_PROVIDED RECORDS_
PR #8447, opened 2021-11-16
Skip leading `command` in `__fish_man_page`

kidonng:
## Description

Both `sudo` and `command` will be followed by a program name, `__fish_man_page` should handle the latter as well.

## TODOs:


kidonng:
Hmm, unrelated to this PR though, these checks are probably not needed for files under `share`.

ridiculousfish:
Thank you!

_PROBLEM STATEMENT_
Copy down every line of the material above that includes the string "command".

_ANSWER SPACE_
Skip leading `command` in `__fish_man_page`
Both `sudo` and `command` will be followed by a program name, `__fish_man_page` should handle the latter as well.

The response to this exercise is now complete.